| What the task asks |
From the data below, restate every line word for word.

────────────────────

PR #4430, opened 2026-08-10
chore(zenmux): mark 15 offline models as deprecated

xiaojiezj:
Mark 15 ZenMux models as `status = "deprecated"` that are no longer available.

Note: 5 models from the original PR #4033 (claude-3.5-sonnet, gemini-3-pro-preview, kat-coder-pro-v1, kat-coder-pro-v1-free, mimo-v2-flash-free) have already been removed from upstream dev, so they are excluded here.

Closes #4033

### DIFF
--- a/providers/zenmux/models/anthropic/claude-3.5-haiku.toml
+++ b/providers/zenmux/models/anthropic/claude-3.5-haiku.toml
@@ -1,4 +1,5 @@
 name = "Claude 3.5 Haiku"
+description = "Fast Claude model for responsive assistance, classification, and lightweight agents"
 release_date = "2024-11-04"
 last_updated = "2024-11-04"
 attachment = true
@@ -7,6 +8,7 @@ temperature = true
 tool_call = true
 knowledge = "2025-01-01"
 open_weights = false
+status = "deprecated"
 
 [cost]
 input = 0.80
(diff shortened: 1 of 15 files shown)


xiaojiezj:
> ## Action items
> * **[low] [possible mistake]** `providers/zenmux/models/anthropic/claude-3.5-haiku.toml:8` - **Check:** Data-changing PRs should cite first-party pricing/docs/API evidence mapped to claims. **Why:** The PR marks 15 ZenMux models `status = "deprecated"` as offline, but the body only asserts that without a ZenMux catalog/docs/API citation (or per-model mapping), so the lifecycle change cannot be reviewed. **Check:** Add a first-party ZenMux source (and what it supports) confirming these model IDs are no longer served, or adjust the set if any are still live.

1. Model detail pages — each ZenMux model has a dedicated page that shows an explicit lifecycle badge. For example, https://zenmux.ai/anthropic/claude-3.5-sonnet shows Sunset next to the title" (screenshot attached)，
image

────────────────────

| Response for this exercise |
PR #4430, opened 2026-08-10
chore(zenmux): mark 15 offline models as deprecated

xiaojiezj:
Mark 15 ZenMux models as `status = "deprecated"` that are no longer available.

Note: 5 models from the original PR #4033 (claude-3.5-sonnet, gemini-3-pro-preview, kat-coder-pro-v1, kat-coder-pro-v1-free, mimo-v2-flash-free) have already been removed from upstream dev, so they are excluded here.

Closes #4033

### DIFF
--- a/providers/zenmux/models/anthropic/claude-3.5-haiku.toml
+++ b/providers/zenmux/models/anthropic/claude-3.5-haiku.toml
@@ -1,4 +1,5 @@
 name = "Claude 3.5 Haiku"
+description = "Fast Claude model for responsive assistance, classification, and lightweight agents"
 release_date = "2024-11-04"
 last_updated = "2024-11-04"
 attachment = true
@@ -7,6 +8,7 @@ temperature = true
 tool_call = true
 knowledge = "2025-01-01"
 open_weights = false
+status = "deprecated"
 
 [cost]
 input = 0.80
(diff shortened: 1 of 15 files shown)


xiaojiezj:
> ## Action items
> * **[low] [possible mistake]** `providers/zenmux/models/anthropic/claude-3.5-haiku.toml:8` - **Check:** Data-changing PRs should cite first-party pricing/docs/API evidence mapped to claims. **Why:** The PR marks 15 ZenMux models `status = "deprecated"` as offline, but the body only asserts that without a ZenMux catalog/docs/API citation (or per-model mapping), so the lifecycle change cannot be reviewed. **Check:** Add a first-party ZenMux source (and what it supports) confirming these model IDs are no longer served, or adjust the set if any are still live.

1. Model detail pages — each ZenMux model has a dedicated page that shows an explicit lifecycle badge. For example, https://zenmux.ai/anthropic/claude-3.5-sonnet shows Sunset next to the title" (screenshot attached)，
image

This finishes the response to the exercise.